Last updated Nov 29, 2025
aimarkets
Within approximately one year from March 1, 2024, the market and industry practices for valuing content used to train large language models will become significantly clearer and more settled than they were at the time of the conversation.
Over the next year this will all start to become clearer.View on YouTube
Explanation

Within roughly a year of March 1, 2024, there was a clear shift from mostly unpriced, implicit scraping of web content toward a recognizable market for training data, with repeated, high-profile licensing deals that put concrete dollar values and contractual patterns around content used for large language models.

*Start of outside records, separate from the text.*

PR #2707, opened 2021-11-15
Attempt to fix TableWrap usage on workers pricing page

a-robinson:
To fix broken DO pricing table.

This is mostly a shot in the dark, but the previous fix attempt (#2704) still doesn't appear to have helped in prod, so it shouldn't hurt to make the whitespace around these couple `TableWrap`s more similar to the others on the same page.

PR #2708, opened 2021-11-15
Fix DO pricing table

WalshyDev:
Fixes the DO pricing table, it currently shows as broken due to a space instead of an empty line

Current:
image

After fix:
image


WalshyDev:
Superceeded by https://github.com/cloudflare/cloudflare-docs/pull/2707

PR #2709, opened 2021-11-15
Change package manager to yarn

adesege:
# Why?

The `coa` package put out a release with compromised code. This caused pipelines to fail.

# What?

This PR generates lock files for the root package, developers.cloudflare.com package and all the sub-products packages to prevent installing new versions on every install.

Going forward, new products must have their lock files committed to git.

To fix conflicts during rebase, delete the conflicting package-lock.json file and run `npm install` to regenerate it.

# How?

To test this PR, ensure that nothing breaks when any of the products is built locally.


.github/workflows/preview.yml
```diff
@@ -52,48 +51,48 @@ jobs:
...
       - name: Build updated docs
         if: ${{ env.pr_number != '0' }}
         run: |
           while read tile; do
             echo "Building $tile..."
             if [ $tile == "developers.cloudflare.com" ]; then
               pushd developers.cloudflare.com
-              npm install
-              npm run build
+              yarn install
```
jrf0110: `yarn install` sill still update lockfiles and update patch versions of packages. We should run `yarn install --pure-lockfile`

products/workers/src/content/tutorials/store-data-with-fauna/index.md
```diff
@@ -119,7 +119,7 @@ First, install the Fauna JavaScript driver.
 ---
 header: Installing the Fauna driver
 ---
-$ npm install faunadb
```
jrf0110: We shouldn't be touching any of the docs themselves. Let's exclude all `.md` changes unless they're directly related to the docs engine

jrf0110:
I feel like the title and description of this PR could use a little work

> Generate lock files to avoid downloading new versions on every install 

The real thing that we're doing here is moving to yarn.

> The coa package put out a release with compromised code. This caused pipelines to fail.

This could have been avoided by using the [npm ci](https://docs.npmjs.com/cli/v8/commands/npm-ci) command. So if our stated purpose is to fix that issue, then probably a more straight-forward approach would be to run `npm ci` instead of `npm install`

products/workers/src/content/tutorials/store-data-with-fauna/index.md
adesege: Since lock files will be generated using yarn, it's important we reflect this in the documentation as well. Otherwise, a new package-lock.json will be generated whenever `npm install` is ran locally which will not respect the locked versions in yarn.lock and that can introduce unintended behaviour.

adesege:
@jrf0110 Thanks for the feedback. While `npm ci` will resolve generating package-lock,json in ci, we are moving away from npm to yarn so we can take advantage of `resolutions` to lock the dependencies of downstream/upstream packages to specific version. See [the comments here](https://jira.cfops.it/browse/MRK-14197).

products/pages/src/content/platform/build-configuration.md
```diff
@@ -25,7 +25,7 @@ If you are not using a framework, you may input `exit 0` into the **Build comman
 | ---------------------------- | ------------------------------------ | --------------------------- |
 | Angular (Angular CLI)        | `ng build`                           | `dist`                      |
 | Brunch                       | `brunch build --production`          | `public`                    |
-| Docusaurus                   | `npm run build`                      | `build`                     |
```
jrf0110: Changes in this file should be reverted

adesege: I've removed all changes in *.md files. KIndly review again

jrf0110 (approved):

jrf0110 (approved):

jrf0110 (approved):

PR #2710, opened 2021-11-15
fix: remove space from table wrap

eidam:


a-robinson:
Looks fine, but is this doing something that #2707 didn't?

eidam:
> Looks fine, but is this doing something that #2707 didn't?

no, I am just sooo late to the fixing party (I was ping in DM to take a look at it)

a-robinson:
No worries, thanks! The page appears to be fixed in prod now :)

PR #2744, opened 2021-11-18
Update signature for bulk put and delete

vlovich:
The documentation notes there's an additional option but the function signature doesn't list it.


a-robinson (approved):

a-robinson:
Thanks!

From spring 2024 onward, OpenAI and other AI firms signed a series of explicit, paid content-licensing agreements with major news organizations and platforms: Le Monde and Spain’s Prisa Media in March 2024; the Financial Times in April 2024; and a large, multi‑year News Corp deal in May 2024 that press reports said could exceed $250 million over five years, following earlier agreements with the Associated Press and Axel Springer. These contracts typically cover both training use and in-product display, and industry reporting indicates that OpenAI and peers now routinely pay anywhere from low single‑digit millions per year for smaller publishers up to nine‑figure packages for marquee groups, establishing de facto price bands for premium text data. (openai.com) In parallel, platform data deals such as Reddit’s reported $60 million‑per‑year agreement with Google for API access, plus subsequent AI partnerships, reinforced the notion that large conversational datasets have substantial, quantifiable market value. (time.com) Broader industry analysis by mid‑ to late‑2024 described a “data gold rush” in which big tech firms were systematically hedging legal and supply risk by buying or licensing training data (e.g., Shutterstock image/video/music libraries, Defined.ai brokered datasets) at increasingly standardised per‑asset or per‑word prices, further clarifying commercial norms for AI training data. (wifc.com)

At the same time, the legal framework around copyright and fair use for training remained unresolved, with major lawsuits such as The New York Times and other publishers vs. OpenAI and Microsoft allowed to proceed into discovery in 2024–2025 rather than being definitively settled, and new legislation like the U.S. Generative AI Copyright Disclosure Act only beginning to address transparency obligations. (apnews.com) That ongoing litigation shows the law is not fully settled, but it does not negate the prediction: by early 2025, there was a much clearer, widely reported pattern of how AI companies and rights‑holders were valuing and transacting over training data (license-or-litigate, with well‑understood deal structures and price ranges), compared with the far murkier situation in early 2023–early 2024. Given that the claim was that things would start to become clearer over the following year, not that every legal and economic question would be fully resolved, the prediction is best judged as having come true.